◆ **TASK DESCRIPTION**
Report how many lines in the entries below hold the word "Restyle". Your answer is that number alone.

◆ **SUPPLIED DATA**
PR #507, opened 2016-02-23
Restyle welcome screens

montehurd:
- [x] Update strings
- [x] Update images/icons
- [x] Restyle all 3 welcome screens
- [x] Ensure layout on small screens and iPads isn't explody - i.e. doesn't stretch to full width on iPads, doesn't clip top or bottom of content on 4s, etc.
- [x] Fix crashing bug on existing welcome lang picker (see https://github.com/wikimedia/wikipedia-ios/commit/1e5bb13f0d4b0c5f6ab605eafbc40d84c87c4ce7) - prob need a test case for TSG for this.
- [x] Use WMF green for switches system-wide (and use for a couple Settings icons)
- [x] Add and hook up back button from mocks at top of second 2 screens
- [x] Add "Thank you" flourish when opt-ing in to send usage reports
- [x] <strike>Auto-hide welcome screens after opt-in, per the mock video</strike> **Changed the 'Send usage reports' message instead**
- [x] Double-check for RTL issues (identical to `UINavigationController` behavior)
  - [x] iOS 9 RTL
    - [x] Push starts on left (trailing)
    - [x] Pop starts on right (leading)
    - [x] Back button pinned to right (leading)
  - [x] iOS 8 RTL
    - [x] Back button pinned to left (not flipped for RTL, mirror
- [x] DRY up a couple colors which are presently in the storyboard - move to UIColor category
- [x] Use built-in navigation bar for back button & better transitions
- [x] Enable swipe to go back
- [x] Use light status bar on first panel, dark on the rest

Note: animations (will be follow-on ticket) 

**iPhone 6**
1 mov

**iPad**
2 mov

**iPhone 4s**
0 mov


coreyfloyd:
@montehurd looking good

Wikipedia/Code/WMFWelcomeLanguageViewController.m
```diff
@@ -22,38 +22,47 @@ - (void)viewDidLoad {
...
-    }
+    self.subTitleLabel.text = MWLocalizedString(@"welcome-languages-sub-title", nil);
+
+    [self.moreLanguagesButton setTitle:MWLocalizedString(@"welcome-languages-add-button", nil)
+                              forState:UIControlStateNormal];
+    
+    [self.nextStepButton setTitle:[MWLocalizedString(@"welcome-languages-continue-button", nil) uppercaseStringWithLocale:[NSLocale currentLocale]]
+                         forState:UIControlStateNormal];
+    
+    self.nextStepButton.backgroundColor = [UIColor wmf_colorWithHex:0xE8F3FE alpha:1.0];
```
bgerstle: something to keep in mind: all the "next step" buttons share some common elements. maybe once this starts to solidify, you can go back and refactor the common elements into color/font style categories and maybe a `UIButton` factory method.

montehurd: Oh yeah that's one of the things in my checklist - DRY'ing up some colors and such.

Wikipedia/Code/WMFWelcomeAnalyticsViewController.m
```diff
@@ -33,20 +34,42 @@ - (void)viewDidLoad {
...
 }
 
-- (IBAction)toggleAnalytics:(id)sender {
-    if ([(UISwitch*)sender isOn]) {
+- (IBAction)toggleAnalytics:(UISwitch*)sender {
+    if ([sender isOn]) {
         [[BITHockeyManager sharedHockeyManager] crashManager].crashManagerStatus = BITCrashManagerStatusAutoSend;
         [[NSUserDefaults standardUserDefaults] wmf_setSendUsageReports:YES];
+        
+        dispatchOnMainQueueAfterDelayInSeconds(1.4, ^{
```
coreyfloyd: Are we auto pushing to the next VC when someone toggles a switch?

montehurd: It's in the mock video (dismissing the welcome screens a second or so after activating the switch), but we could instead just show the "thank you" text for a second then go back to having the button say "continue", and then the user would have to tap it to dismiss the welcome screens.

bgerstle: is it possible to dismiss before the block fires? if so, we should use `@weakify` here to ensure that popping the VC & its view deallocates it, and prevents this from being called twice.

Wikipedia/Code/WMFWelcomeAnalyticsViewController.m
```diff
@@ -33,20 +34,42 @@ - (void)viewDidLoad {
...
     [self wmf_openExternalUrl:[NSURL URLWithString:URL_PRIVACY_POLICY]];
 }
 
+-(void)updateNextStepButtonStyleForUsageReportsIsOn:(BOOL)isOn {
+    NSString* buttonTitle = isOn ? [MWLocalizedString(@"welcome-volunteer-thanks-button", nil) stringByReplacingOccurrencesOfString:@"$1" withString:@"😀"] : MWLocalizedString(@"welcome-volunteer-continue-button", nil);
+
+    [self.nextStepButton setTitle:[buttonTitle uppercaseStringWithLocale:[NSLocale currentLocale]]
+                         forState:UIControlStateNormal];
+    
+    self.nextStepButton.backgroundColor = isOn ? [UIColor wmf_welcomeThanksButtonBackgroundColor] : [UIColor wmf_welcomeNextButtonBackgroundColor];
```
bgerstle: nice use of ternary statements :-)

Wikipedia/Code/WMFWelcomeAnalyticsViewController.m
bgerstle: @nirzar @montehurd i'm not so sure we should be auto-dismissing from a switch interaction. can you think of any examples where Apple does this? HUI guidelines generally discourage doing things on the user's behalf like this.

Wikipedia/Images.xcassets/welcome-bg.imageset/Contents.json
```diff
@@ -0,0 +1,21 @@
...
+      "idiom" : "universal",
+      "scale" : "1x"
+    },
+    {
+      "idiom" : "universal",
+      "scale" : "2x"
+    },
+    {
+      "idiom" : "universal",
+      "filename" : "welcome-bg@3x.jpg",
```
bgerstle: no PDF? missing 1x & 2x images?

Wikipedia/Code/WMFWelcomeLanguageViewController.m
...
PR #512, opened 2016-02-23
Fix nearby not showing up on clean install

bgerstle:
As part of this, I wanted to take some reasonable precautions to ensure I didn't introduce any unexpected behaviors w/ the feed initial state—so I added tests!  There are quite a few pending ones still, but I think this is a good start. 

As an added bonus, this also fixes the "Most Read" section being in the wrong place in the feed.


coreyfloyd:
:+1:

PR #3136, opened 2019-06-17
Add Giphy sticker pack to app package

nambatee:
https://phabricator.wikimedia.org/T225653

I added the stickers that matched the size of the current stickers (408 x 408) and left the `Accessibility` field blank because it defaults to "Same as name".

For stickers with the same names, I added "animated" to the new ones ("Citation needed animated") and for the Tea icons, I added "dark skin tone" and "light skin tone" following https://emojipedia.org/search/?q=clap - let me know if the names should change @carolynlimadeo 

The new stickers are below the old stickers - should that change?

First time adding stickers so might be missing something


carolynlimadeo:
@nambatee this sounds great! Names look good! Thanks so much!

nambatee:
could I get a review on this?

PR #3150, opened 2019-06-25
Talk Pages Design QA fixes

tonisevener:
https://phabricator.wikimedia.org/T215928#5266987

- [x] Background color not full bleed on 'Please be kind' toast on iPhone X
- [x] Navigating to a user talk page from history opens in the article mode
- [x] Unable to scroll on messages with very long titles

◆ **RESPONSE**
2